The optimized geometry of the adsorbed DNA nucleobases on flat and crumpled graphene are obtained using DFT calculations. All DFT calculations are performed using the Vienna Ab initio simulation package (VASP)59,60,61. The local density approximation (LDA)62 functional of Ceperley-Alder is employed based on the projector augmented wave (PAW) method60. The cutoff energy for the plane wave basis set is 550 eV for all calculations. All ionic positions are optimized by a conjugate gradient method until the forces on each ion are less than 0.01 eV/Å. The size of flat graphene and crumpled graphene model is about 12 Å × 12 Å and 8.9 Å × 12 Å, respectively. A vacuum separation of 40 Å between graphene and its periodic replicas is employed to eliminate the interaction between them. For accurate calculations of the electronic structures, the Brillouin zone is sampled using 18 × 18 × 1 k-point grid. The lattice parameter of flat graphene is computed to be 2.445 Å which is consistent with previous theoretical and experimental results63,64.

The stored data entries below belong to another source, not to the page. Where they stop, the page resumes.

Issue #1195, opened 2018-03-19
bcrypt / hash function evolution


Indigo744:
Dear @benedmunds 

First and foremost, thank you again for this lib. I use it extensively and I love it  :smile: This is why I try to give back by proposing updates and enhancement when I find the time.

The usage of the specific bcrypt library has always bugged me. Of course I've audited the code and found out that it was OK using `crypt()` and such, but I keep thinking that it could be better.

I found out that I was not the only one (see related issues #1176 and #1169). 

Another thing is using `crypt()` function will not allow us to provide an option to use the new ARGON2 algorithm, which is available in PHP 7.2 but only for the `password_hash()` function.

Hence I would like to make a PR to move to using `password_*` functions.

But before starting to work on it, I have a couple of questions I would like to pass by you first:
1. Should PHP < 5.5 still be supported? [According to Wikipedia](https://en.wikipedia.org/wiki/PHP#Release_history), PHP 5.3 is not supported since 2014, and PHP 5.5 since 2016...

Single-shot approximation of GW (G0W0)65 was performed to obtain the band structures using VASP59,60,61. Each system has been initialized using DFT with the LDA66 exchange-correlation functional, energy cutoff of 400 eV, and Gaussian smearing of 0.05 eV. The number of total bands is set to 512 in all structures to ensure a significant number of empty bands is available as required by GW method. The energy cutoff of the response function and the number of frequency grid points are respectively set to 90 eV and 32 to control the high memory demand by the calculation of GW. Gamma-centered k-points are selected to be 6 × 1 × 1 for structures without a DNA base and 4 × 1 × 2 for structures with a DNA base. Finally, the vacuum space is maintained large enough (>20 Å) in the periodic directions to avoid unphysical interactions between the periodic images.